Parameters: params – An instance of parameters.

set_training_data(*, inputs: d3m.container.pandas.DataFrame) → None

Sets training data of this primitive.

Parameters: inputs – The inputs.

tods.timeseries_processing.HoltWintersExponentialSmoothing¶

class tods.timeseries_processing.HoltWintersExponentialSmoothing.HoltWintersExponentialSmoothingPrimitive(*args, **kwds)

Bases: d3m.primitive_interfaces.unsupervised_learning.UnsupervisedLearnerPrimitiveBase

Normalize samples individually to unit norm.

Each sample (i.e. each row of the data matrix) with at least one non zero component is rescaled independently of other samples so that its norm (l1 or l2) equals one.

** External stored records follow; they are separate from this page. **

PR #4710, opened 2026-08-24
fix(solis): stop rewriting a CID 636 TOU bit the inverter refuses

### LINKED ISSUE #4707: Solis: inverter clears the TOU bit on CID 636 while a slot is active, so timed charge/discharge slots are ignored
Split out of #4702, where this turned up alongside the discharge cut-off SOC problem. Different register, different mechanism, so tracking separately.

## Summary

Writes to CID 636 (storage mode) fail verification, and the difference is always **exactly bit 1**, `SOLIS_BIT_TOU_MODE`:

```
Warn: Solis API: Failed to verify CID 636 storage mode to 35 on <SERIAL>,  wrote 35  but read back 33
Warn: Solis API: Failed to verify CID 636 storage mode to 179 on <SERIAL>, wrote 179 but read back 177
```

`35 → 33` and `179 → 177` are both `-2`. Every other bit in the written value survives; only the TOU bit is cleared by the inverter.

That matters because with the TOU bit clear the inverter ignores the timed charge/discharge slots entirely — so the slots Predbat has carefully configured are not acted on, and the plan does not execute.

## This is not the known idle case

#4239 / `e4b66c6a` ("don't force TOU bit on CID 636 when no V2 slot is active") gated the mode choice on `slot1_active` precisely because the inverter only retains the TOU bit while a window is configured. **These failures are on the other side of that gate.**

The two branches log distinguishable lines, so it can be read straight off:

- `setting storage mode to 'Self-Use'` / `'Feed-in priority'` → `slot1_active == True`
- `... and no active slot for <SERIAL>, setting storage mode to 'Self-Use - No Timed Charge/Discharge'` → `slot1_active == False`

Pairing every CID 636 failure with the mode decision immediately preceding it:

| Inverter | path | CID 636 failures | preceded by |
|---|---|---|---|
| A | V2 | 35 | `slot1_active=TRUE` — **35 of 35** |
| C | V2 | 4 | `slot1_active=TRUE` — **4 of 4** |

Not one occurred in the `no active slot` branch. So the #4239 gate is doing its job and this is something else.

Representative sequence:

```
Solis API: Charge current is 210.0A for <SERIAL>, setting storage mode to 'Self-Use'
Solis API: Set storage mode to 179 on <SERIAL>
Warn: Solis API: Failed to verify CID 636 storage mode to 179 on <SERIAL>, wrote 179 but read back 177
Warn: Solis API set storage mode encountered errors for <SERIAL>
```

## Not V2-specific either

A third inverter (**B**) shows the same `35 → 33` drop but has **zero** `setting storage mode to` lines in its log — it is on the V1 (CID 103) path throughout. Its failures come from the `set_storage_mode_value()` call that emits `Warn: Solis API set storage mode encountered errors`, and they occur mid-run (e.g. during a `Charging` cycle), not only at startup.

So whatever clears bit 1 is not tied to the V2 branch.

## Frequency

Counted over each inverter's current log (a ~14 hour window for A):

| Inverter | CID 636 verify failures |
|---|---|
| A | 35 |
| B | 14 |
| C | 4 |

Two further inverters in the same sample showed 3 and 1.

## What I have not established

This is **log evidence only** — unlike the CID 5965 problem in #4702, I have not driven CID 636 against the hardware. So the mechanism is genuinely open, and in particular I cannot yet say whether the inverter:

- **refuses the write outright**, keeping the old value (which is what CID 5965 turned out to do), or
- **accepts it and then clears bit 1 again** shortly afterwards, of its own accord

Those want different fixes, so it is worth settling before changing any code.

## Suggested next step

A short read/write/poll against a live inverter would separate the two cases, the same shape that resolved #4702:

1. Read CID 636 and confirm bit 1 state while a slot is active.
2. Write the value with bit 1 set, then re-read immediately.
3. Keep polling for a couple of minutes. If it comes back with bit 1 set and then loses it, the inverter is reverting; if it never takes, it is refusing.
4. Try setting bit 1 in isolation, in case the refusal depends on the other bits being changed in the same write.

Happy to run that if it is useful.

## Interaction with #4702

PR #4706 deliberately **excludes** the storage mode result from the component health escalation it adds, so this cannot age affected systems out to unhealthy while the cause is unknown. The exclusion is structural rather than explicit — `set_storage_mode_value()` keeps the write result in a local and returns `None` — so there is a regression test pinning it. Worth being aware of that test if this is ever fixed by folding the result into `write_time_windows_if_changed()`'s return value.

## Environment

Observed on **v8.50.0**, across SolisCloud inverters on both V1 and V2 time-of-use paths and on both OAuth and api-key auth.

springfall2008:
Fixes #4707.

## The problem

Some Solis inverters accept a CID 636 (Modbus 43110) storage mode write — the control API answers with `code 0` — but keep the time-of-use bit clear. `compute_solis_mode_value()` starts from the cached value, the failed verify read writes the read-back into that cache, and the next cycle recomputes the same value and writes it again. Once a minute, indefinitely, with a warning each time:

```
Solis API: Set storage mode to 35 on <SN>
Warn: Solis API: Failed to verify CID 636 storage mode to 35 on <SN>, wrote 35 but read back 33
```

## Why the bit is refused

On firmware "4B and above" the timed charge/discharge enable moved out of CID 636 and into the per-slot registers — `SOLIS_CID_CHARGE_ENABLE_BASE`/`..._DISCHARGE_ENABLE_BASE`, Modbus 43707, six slots rather than three — and every mode value carrying bit 1 (3, 35, 43, 51, 98) was dropped from the mode table at the same time. The modes shift down: 35 becomes 33, 98 becomes 96, 51 becomes 49. That accounts for both values in the issue, including `179 → 177` (`51 + 128` → `49 + 128`, bit 7 being an independent modifier).

Corroborated by `wills106/homeassistant-solax-modbus` 2024.12.1 ("Simplified Energy Control Switch options", "6 charge and discharge slots rather than 3") and its separate `plugin_solis_fb00.py`, whose 43110 option table drops exactly the bit-1 values.

## Why this does not gate on the firmware generation

`is_tou_v2_mode()` is not a firmware read — it checks CID 6798 for 43605 (`0xAA55`). The alignment with 4B is an inference, and the failure would be asymmetric: if a V2-marked inverter *does* honour bit 1, sending 33 means "Self-Use - No Timed Charge/Discharge" on the older table, silently disabling timed charging. Inverter B in the issue is also on the V1 path with the same signature, which a V2 gate would not touch.

So `note_tou_bit_refused()` learns it from the inverter instead. Only a read-back differing by exactly bit 1 counts — a write dropped wholesale says nothing about that bit and must not disable it. The verdict expires after `SOLIS_TOU_BIT_REPROBE_HOURS` (8) and is retested, which bounds the cost of a false positive: #4239 already found the bit is only retained while a window is configured, and `slot1_active` reflects Predbat's intent rather than the inverter's state, so one probe at one moment can mislead. Nothing is persisted, so a restart re-probes and a firmware update cannot be masked by a stale verdict.

Net effect: one write and one warning per inverter per 8 hours, instead of one per minute.

## Second fix: no-battery inverters

`automatic_config()` already refused to enrol an inverter reporting `batteryType 'No Battery'`, but only into a local list. It stayed in `self.inverter_sn`, so the control loop and `startup_reset_registers()` kept driving the full write path against PV-only hardware every cycle. Predbat never plans for it, so its stale slot 1 is never cleared, `slot1_active` stays true and it asks for a storage mode forever.

In the log this was diagnosed from, that was **11 of the 12** CID 636 failures. `is_battery_inverter()` now gates every control write. The inverter is still polled and published, so its PV sensors keep working.

## Tests

Nine new tests in `test_solis.py`, all written before the code:

- `test_compute_solis_mode_value_can_drop_the_tou_bit` — value table including `179 → 177`; default behaviour pinned
- `test_storage_mode_stops_asking_for_a_refused_tou_bit` — four cycles produce exactly one write and one warning
- `test_storage_mode_keeps_the_tou_bit_when_the_inverter_accepts_it` — no false positive
- `test_storage_mode_does_not_learn_from_an_unrelated_verify_failure` — a wholesale refusal retries with the bit
- `test_refused_tou_bit_is_retested_after_the_reprobe_window` — quiet at 7h59m, one re-probe at 8h
- `test_refused_tou_bit_is_not_persisted_across_a_restart`
- `test_run_skips_control_writes_for_no_battery_inverter`
- `test_run_skips_startup_register_reset_for_no_battery_inverter`
- `test_run_logs_why_a_no_battery_inverter_is_not_controlled`

The storage-mode tests drive the real `read_and_write_cid()` path via a stub inverter, so the write → verify → cache round-trip is genuinely exercised.

Full suite green (`./run_all`, exit 0). `pre-commit` clean.

## Not in scope

- `switch.<prefix>_solis_<sn>_time_of_use` still writes bit 1 directly when a user toggles it, so on an affected inverter that switch cannot work. Worth a separate decision: hide it once a refusal is known, or let it fail visibly.
- `read_and_write_cid()` verifies with no settle time. The timing evidence says lag is not what is happening here, but the code cannot distinguish refusal from lag in principle.
- Persisting the refusal would mean introducing the Storage component to `solis.py`, which it does not use today. The re-probe window covers the same ground without it.

## Still open

Whether the cleared bit actually breaks slot execution. On 4B firmware 33 *is* "Self-Use" and the slots are gated by CIDs 5916/5922, which verify fine — so this may be log noise rather than a dead plan. Worth confirming against a real charge slot.


springfall2008:
## Source for the "bit 1 was dropped from the mode table" claim

Permalinked at `82e072fd` in [`wills106/homeassistant-solax-modbus`](https://github.com/wills106/homeassistant-solax-modbus), so the line numbers stay valid.

The same register, in the two firmware plugins that project ships.

[`plugin_solis.py` L1053-1074](https://github.com/wills106/homeassistant-solax-modbus/blob/82e072fd7f4916839b765b2ce9650f9411ffc895/custom_components/solax_modbus/plugin_solis.py#L1053-L1074) — pre-4B:

```python
        register=43110,
        option_dict={
            1: "Self-Use - No Grid Charging",
            3: "Timed Charge/Discharge - No Grid Charging",
            17: "Backup/Reserve - No Grid Charging",
            33: "Self-Use - No Timed Charge/Discharge",
            35: "Self-Use",
            37: "Off-Grid Mode",
            41: "Battery Awaken",
            43: "Battery Awaken + Timed Charge/Discharge",
            49: "Backup/Reserve - No Timed Charge/Discharge",
            51: "Backup/Reserve",
            64: "Feed-in priority - No Grid Charging",
            96: "Feed-in priority - No Timed Charge/Discharge",
            98: "Feed-in priority",
        },
```

[`plugin_solis_fb00.py` L2209-2225](https://github.com/wills106/homeassistant-solax-modbus/blob/82e072fd7f4916839b765b2ce9650f9411ffc895/custom_components/solax_modbus/plugin_solis_fb00.py#L2209-L2225) — 4B and above:

```python
        register=43110,
        option_dict={
            1: "Self-Use - No Grid Charging",
            17: "Backup/Reserve - No Grid Charging",
            33: "Self-Use",
            37: "Off-Grid Mode",
            41: "Battery Awaken",
            49: "Backup/Reserve",
            64: "Feed-in priority - No Grid Charging",
            96: "Feed-in priority",
        },
```

Removed: **3, 35, 43, 51, 98** — exactly the values with bit 1 set. The names then slide down onto the bit-1-clear values: `33` goes from "Self-Use - No Timed Charge/Discharge" to plain "Self-Use", and `49` and `96` do the same for Backup/Reserve and Feed-in priority.

That is both values from the issue:

- `35 → 33` — old "Self-Use" to new "Self-Use".
- `179 → 177` — `51 + 128` to `49 + 128`; old "Backup/Reserve" to new "Backup/Reserve", bit 7 being an independent modifier and surviving.

The read-only mirrors of the register carry the same two tables: [`plugin_solis.py:1638`](https://github.com/wills106/homeassistant-solax-modbus/blob/82e072fd7f4916839b765b2ce9650f9411ffc895/custom_components/solax_modbus/plugin_solis.py#L1638) and [`plugin_solis_fb00.py:2790`](https://github.com/wills106/homeassistant-solax-modbus/blob/82e072fd7f4916839b765b2ce9650f9411ffc895/custom_components/solax_modbus/plugin_solis_fb00.py#L2790) (register 33132).

### Where the enable moved to

[`plugin_solis_fb00.py` L1511-1522](https://github.com/wills106/homeassistant-solax-modbus/blob/82e072fd7f4916839b765b2ce9650f9411ffc895/custom_components/solax_modbus/plugin_solis_fb00.py#L1511-L1522) adds a register the older plugin does not have at all:

```python
        name="Timed Charge Discharge On Off",
        key="timed_charge_discharge_on_off",
        register=43707,
```

and [L2060-2078](https://github.com/wills106/homeassistant-solax-modbus/blob/82e072fd7f4916839b765b2ce9650f9411ffc895/custom_components/solax_modbus/plugin_solis_fb00.py#L2060-L2078) drives it one bit per slot:

```python
        name="Timed Charge Slot 1 Enable",
        register=43707,
        register_bit=0,
...
        name="Timed Charge Slot 2 Enable",
        register=43707,
        register_bit=1,
```

`43707` appears **zero** times in `plugin_solis.py`. Those bits are Predbat's `SOLIS_CID_CHARGE_ENABLE_BASE` / `SOLIS_CID_DISCHARGE_ENABLE_BASE` CIDs, which the V2 path already writes and verifies successfully.

### Provenance

[Release 2024.12.1](https://github.com/wills106/homeassistant-solax-modbus/releases/tag/2024.12.1):

> **Solis Firmware 4B and above:** (Separate plugin, until firmware detection is working #1142 #1143 thanks @fboundy)
>
> - Simplified Energy Control Switch options
> - 6 charge and discharge slots rather than 3

Field reports of the same symptom on the newer hardware: [`Pho3niX90/solis_modbus#93`](https://github.com/Pho3niX90/solis_modbus/issues/93) (S6-EH3P20K-H, "Time Of Use switch turns off again after about 30/40 seconds") and [`wills106/homeassistant-solax-modbus#1110`](https://github.com/wills106/homeassistant-solax-modbus/issues/1110) ("My Solis have new firmware with better charge/discharge control. With this firmware, Time Of Use switch not work"), the latter closed by the 2024.12.1 plugin above.

### Two caveats

1. This is a community integration, not a Solis document. The authoritative source is **RS485_MODBUS (ESINV-33000ID) Hybrid Inverter V3.2, Appendix 8** — which `Pho3niX90/solis_modbus` cites for its own table, but which is NDA-gated.
2. All of the above is register 43110 over local Modbus. That **CID 636 is the cloud-side handle for 43110** is an inference, resting on Predbat's `SOLIS_BIT_*` constants matching that bit layout exactly and its storage mode names matching the pre-4B option labels verbatim.

Neither caveat affects this PR: `note_tou_bit_refused()` learns the refusal from the inverter's own read-back and does not depend on any of it.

This transformer is able to work both with dense numpy arrays and scipy.sparse matrix (use CSR format if you want to avoid the burden of a copy / conversion).

Scaling inputs to unit norms is a common operation for text classification or clustering for instance. For instance the dot product of two l2-normalized TF-IDF vectors is the cosine similarity of the vectors and is the base similarity metric for the Vector Space Model commonly used by the Information Retrieval community.

Read more in the User Guide.

Parameters

norm ('l1', 'l2', or 'max', optional (``’l2’`` by default)) – The norm to use to normalize each non zero sample.
copy (boolean, optional, default True) – set to False to perform inplace row normalization and avoid a copy (if the input is already a numpy array or a scipy.sparse CSR matrix).

Examples

>>> from sklearn.preprocessing import Normalizer
>>> X = [[4, 1, 2, 2],
...      [1, 3, 9, 3],
...      [5, 7, 5, 1]]
>>> transformer = Normalizer().fit(X)  # fit does nothing.
>>> transformer
Normalizer()
>>> transformer.transform(X)
array([[0.8, 0.2, 0.4, 0.4],
       [0.1, 0.3, 0.9, 0.3],
       [0.5, 0.7, 0.5, 0.1]])

Notes

This estimator is stateless (besides constructor parameters), the fit method does nothing but is useful when used in a pipeline.

For a comparison of the different scalers, transformers, and normalizers, see examples/preprocessing/plot_all_scaling.py.

See also

normalize: Equivalent function without the estimator API.